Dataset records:

####################

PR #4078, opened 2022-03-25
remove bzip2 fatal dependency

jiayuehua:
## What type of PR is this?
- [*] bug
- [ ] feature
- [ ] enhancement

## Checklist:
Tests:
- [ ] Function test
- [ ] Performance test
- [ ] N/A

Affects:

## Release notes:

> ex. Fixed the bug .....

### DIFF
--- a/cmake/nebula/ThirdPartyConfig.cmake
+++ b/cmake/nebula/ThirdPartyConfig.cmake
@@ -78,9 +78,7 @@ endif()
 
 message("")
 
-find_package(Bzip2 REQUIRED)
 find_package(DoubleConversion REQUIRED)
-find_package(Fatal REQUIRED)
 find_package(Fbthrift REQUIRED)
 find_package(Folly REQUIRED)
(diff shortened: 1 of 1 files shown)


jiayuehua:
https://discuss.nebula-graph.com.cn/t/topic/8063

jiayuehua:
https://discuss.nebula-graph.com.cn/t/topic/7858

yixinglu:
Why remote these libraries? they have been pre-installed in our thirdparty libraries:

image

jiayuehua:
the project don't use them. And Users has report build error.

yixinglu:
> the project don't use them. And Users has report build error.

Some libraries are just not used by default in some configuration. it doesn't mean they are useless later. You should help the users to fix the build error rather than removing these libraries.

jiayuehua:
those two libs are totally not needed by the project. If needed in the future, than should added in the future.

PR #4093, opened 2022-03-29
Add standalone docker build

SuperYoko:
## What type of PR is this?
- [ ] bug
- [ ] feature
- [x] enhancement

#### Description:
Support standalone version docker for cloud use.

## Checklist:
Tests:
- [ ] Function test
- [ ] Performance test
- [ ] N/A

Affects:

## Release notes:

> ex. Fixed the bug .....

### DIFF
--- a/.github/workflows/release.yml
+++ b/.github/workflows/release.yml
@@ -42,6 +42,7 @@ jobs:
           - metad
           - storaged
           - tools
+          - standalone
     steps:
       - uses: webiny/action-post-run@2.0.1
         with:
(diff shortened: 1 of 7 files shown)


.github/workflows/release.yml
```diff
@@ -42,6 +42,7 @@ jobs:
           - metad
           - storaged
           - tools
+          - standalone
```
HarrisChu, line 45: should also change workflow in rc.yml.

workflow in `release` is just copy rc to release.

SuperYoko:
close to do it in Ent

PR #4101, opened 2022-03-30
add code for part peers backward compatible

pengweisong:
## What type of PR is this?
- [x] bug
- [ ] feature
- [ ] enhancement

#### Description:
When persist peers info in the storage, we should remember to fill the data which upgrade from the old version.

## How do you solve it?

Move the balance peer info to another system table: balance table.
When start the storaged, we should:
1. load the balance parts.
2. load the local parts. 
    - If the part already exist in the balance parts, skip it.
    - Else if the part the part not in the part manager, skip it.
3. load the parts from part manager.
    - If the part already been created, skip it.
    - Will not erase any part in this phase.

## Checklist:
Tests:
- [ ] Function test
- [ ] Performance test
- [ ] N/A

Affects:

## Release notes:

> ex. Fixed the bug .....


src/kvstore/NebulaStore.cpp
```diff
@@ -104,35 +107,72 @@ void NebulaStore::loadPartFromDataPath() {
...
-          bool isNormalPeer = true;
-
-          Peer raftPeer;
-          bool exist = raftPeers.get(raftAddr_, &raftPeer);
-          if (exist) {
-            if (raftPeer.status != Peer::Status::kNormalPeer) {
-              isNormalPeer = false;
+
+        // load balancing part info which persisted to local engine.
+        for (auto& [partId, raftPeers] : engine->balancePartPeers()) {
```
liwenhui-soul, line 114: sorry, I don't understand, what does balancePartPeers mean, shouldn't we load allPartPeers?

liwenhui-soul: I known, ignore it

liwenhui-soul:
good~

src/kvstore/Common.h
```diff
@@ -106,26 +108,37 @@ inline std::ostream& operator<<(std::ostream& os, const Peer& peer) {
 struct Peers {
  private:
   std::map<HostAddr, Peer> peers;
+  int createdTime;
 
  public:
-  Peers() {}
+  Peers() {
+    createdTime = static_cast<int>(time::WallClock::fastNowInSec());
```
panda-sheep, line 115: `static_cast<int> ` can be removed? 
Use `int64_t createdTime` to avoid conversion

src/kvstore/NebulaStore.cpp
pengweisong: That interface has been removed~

####################

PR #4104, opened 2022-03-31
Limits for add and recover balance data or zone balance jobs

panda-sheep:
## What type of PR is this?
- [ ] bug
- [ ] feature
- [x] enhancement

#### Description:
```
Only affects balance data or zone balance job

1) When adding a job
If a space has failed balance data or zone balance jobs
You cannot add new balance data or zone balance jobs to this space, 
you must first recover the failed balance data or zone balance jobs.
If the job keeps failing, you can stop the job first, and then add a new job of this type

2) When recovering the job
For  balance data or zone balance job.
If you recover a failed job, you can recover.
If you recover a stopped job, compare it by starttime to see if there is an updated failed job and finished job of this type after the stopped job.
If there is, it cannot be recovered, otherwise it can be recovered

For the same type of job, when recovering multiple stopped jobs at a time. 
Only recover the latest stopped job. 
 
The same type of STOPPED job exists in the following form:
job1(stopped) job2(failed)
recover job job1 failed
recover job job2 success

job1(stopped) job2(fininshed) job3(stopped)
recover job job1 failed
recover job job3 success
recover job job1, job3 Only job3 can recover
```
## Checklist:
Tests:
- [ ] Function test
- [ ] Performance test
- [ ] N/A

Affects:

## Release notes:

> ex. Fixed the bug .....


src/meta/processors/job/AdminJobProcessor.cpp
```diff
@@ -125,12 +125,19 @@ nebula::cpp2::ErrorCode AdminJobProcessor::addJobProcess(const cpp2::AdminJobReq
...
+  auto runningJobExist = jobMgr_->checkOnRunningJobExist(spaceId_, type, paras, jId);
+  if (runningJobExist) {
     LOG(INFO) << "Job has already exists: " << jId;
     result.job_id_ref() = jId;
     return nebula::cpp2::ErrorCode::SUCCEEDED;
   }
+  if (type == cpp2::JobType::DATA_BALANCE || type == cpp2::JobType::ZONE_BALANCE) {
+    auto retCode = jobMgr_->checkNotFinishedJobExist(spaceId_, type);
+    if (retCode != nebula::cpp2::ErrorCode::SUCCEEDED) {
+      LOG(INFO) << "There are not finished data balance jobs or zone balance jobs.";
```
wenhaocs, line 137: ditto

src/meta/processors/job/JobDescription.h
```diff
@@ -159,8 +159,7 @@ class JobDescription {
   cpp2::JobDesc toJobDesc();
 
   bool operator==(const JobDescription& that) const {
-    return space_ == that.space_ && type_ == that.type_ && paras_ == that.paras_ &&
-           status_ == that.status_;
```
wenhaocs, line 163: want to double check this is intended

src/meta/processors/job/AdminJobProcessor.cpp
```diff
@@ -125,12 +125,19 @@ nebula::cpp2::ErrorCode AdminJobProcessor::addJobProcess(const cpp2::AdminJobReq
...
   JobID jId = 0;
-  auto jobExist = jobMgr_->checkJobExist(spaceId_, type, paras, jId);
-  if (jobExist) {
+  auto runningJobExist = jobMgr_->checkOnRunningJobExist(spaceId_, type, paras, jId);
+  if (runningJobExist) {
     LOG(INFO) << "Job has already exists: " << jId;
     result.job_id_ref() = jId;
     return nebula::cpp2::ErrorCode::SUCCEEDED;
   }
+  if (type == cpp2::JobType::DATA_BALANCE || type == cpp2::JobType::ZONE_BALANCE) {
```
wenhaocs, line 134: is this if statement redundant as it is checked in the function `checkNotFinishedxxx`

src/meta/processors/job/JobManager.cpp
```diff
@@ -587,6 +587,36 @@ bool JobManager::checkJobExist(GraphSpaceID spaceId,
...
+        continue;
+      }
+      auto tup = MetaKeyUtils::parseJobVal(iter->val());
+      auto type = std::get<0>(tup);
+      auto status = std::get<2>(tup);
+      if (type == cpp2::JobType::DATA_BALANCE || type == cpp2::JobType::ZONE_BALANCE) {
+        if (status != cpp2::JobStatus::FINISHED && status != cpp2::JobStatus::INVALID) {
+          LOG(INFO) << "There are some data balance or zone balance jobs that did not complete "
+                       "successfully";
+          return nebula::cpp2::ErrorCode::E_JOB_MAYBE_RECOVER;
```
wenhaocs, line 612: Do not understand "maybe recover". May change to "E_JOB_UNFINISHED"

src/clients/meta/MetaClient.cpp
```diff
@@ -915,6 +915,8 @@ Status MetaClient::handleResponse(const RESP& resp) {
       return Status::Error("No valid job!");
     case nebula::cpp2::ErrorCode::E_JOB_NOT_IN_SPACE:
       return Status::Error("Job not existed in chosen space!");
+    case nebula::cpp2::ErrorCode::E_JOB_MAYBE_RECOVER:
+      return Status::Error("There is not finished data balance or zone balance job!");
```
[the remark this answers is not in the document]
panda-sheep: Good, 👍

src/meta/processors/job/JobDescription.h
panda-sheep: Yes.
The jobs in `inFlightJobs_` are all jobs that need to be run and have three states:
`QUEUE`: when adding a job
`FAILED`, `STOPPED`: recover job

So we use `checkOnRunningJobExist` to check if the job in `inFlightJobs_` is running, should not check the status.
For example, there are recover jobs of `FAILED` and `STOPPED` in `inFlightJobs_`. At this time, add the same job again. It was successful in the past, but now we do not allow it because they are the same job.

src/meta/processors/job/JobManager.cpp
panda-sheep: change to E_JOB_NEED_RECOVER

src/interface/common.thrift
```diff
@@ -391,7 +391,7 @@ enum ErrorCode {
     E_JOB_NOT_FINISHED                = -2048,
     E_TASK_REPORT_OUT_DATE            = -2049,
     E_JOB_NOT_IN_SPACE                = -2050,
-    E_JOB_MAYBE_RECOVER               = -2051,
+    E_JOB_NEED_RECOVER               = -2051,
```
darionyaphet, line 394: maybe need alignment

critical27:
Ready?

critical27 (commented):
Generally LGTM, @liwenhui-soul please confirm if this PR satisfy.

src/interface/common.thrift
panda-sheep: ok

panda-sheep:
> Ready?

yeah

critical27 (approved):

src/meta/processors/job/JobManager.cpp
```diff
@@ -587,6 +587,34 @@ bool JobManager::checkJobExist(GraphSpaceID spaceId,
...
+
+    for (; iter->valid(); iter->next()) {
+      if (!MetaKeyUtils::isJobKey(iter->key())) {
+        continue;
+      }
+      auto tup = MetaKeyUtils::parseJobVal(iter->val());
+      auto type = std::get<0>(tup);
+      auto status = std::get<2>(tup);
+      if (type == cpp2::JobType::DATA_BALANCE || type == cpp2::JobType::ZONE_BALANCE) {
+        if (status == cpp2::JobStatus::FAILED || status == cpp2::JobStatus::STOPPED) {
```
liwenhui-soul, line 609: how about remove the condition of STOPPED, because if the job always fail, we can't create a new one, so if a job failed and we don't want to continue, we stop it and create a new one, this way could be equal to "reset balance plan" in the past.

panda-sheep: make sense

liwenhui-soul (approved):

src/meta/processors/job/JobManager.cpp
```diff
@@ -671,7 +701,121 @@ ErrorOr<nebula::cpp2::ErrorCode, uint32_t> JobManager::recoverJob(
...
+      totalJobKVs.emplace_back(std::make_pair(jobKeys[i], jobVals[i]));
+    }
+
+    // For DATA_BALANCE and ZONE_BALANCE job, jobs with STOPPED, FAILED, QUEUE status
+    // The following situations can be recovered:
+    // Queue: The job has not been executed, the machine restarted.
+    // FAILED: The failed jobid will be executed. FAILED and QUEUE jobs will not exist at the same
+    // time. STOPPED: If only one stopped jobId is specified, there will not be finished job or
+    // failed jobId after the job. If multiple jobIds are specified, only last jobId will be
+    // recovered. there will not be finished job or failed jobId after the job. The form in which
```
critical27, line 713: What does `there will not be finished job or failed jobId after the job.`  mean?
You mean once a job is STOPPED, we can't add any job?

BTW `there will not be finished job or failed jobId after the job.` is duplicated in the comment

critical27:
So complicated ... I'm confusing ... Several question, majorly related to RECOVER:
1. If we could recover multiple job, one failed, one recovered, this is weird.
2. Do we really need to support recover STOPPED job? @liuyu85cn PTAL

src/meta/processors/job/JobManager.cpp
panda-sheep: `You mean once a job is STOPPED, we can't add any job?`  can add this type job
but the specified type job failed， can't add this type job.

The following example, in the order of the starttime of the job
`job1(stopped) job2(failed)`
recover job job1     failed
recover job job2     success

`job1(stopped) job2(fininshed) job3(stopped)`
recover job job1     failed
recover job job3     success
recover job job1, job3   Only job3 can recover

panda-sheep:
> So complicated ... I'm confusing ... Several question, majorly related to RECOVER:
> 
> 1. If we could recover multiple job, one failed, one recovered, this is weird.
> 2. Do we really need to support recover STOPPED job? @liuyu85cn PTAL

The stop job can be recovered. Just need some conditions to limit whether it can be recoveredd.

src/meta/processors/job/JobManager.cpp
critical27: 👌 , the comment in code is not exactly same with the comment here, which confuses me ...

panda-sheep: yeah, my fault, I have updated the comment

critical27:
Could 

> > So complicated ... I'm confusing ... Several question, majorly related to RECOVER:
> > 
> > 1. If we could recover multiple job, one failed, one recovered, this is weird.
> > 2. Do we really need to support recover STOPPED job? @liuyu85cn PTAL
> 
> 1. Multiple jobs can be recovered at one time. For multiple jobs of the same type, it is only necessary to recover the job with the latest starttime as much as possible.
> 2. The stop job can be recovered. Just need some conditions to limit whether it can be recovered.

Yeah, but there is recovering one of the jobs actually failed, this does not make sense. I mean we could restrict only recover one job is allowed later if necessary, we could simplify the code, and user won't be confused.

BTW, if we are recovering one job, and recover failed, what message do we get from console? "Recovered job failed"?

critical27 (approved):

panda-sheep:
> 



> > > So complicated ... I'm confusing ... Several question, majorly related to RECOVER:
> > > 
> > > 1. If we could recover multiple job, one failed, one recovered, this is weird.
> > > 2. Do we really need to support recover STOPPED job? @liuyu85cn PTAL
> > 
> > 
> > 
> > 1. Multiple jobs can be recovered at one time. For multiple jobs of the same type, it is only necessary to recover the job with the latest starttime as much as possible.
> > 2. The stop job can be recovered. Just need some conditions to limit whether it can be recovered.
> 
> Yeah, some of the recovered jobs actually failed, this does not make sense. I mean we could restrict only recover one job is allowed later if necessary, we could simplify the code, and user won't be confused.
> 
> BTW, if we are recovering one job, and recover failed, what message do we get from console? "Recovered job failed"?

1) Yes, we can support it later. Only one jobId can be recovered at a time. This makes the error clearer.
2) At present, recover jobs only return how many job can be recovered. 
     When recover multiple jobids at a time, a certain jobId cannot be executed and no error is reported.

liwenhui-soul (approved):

####################

◆ WHAT TO DO:
Set down, from the entries above, exactly the lines from the one with "can be removed?" up to and including the one with "pengweisong: That interface has been removed~", and no other lines.

◆ EXERCISE RESPONSE:
panda-sheep, line 115: `static_cast<int> ` can be removed? 
Use `int64_t createdTime` to avoid conversion

src/kvstore/NebulaStore.cpp
pengweisong: That interface has been removed~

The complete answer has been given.